- About this exercise -
The response must contain every line from the records below that has "should".

- Data for review -
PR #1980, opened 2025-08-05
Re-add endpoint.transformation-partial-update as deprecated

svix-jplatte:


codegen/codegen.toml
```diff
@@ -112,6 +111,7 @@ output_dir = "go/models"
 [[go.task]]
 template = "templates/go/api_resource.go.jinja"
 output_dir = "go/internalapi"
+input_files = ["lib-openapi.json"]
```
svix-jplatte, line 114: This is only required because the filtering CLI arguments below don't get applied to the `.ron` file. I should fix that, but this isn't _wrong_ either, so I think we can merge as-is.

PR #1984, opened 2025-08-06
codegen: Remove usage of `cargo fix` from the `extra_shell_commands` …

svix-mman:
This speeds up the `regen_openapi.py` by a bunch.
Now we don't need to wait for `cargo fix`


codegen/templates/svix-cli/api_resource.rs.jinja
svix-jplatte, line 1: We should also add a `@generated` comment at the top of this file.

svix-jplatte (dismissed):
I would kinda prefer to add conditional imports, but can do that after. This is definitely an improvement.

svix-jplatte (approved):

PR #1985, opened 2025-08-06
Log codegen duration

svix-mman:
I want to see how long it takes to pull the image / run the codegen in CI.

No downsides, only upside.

---

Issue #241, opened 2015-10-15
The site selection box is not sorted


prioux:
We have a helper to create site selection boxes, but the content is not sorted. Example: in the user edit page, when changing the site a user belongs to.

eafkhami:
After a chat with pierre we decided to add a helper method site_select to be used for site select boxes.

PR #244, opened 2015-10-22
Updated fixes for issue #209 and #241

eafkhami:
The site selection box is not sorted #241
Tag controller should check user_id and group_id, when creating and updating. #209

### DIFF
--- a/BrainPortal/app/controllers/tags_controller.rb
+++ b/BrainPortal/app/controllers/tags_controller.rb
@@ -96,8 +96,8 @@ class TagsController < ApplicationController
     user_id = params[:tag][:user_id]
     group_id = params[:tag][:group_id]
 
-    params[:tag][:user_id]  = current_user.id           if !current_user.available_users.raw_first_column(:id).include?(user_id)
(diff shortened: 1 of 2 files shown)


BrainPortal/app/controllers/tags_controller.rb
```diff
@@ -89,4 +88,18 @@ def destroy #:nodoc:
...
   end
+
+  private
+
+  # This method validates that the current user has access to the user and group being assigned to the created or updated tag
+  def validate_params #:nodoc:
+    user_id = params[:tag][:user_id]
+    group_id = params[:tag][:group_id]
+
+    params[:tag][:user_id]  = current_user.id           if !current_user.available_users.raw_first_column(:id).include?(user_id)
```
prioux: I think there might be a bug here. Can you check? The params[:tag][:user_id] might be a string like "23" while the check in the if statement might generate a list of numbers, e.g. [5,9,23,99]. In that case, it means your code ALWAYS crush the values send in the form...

- Response for this exercise -
svix-jplatte, line 114: This is only required because the filtering CLI arguments below don't get applied to the `.ron` file. I should fix that, but this isn't _wrong_ either, so I think we can merge as-is.
svix-jplatte, line 1: We should also add a `@generated` comment at the top of this file.
Tag controller should check user_id and group_id, when creating and updating. #209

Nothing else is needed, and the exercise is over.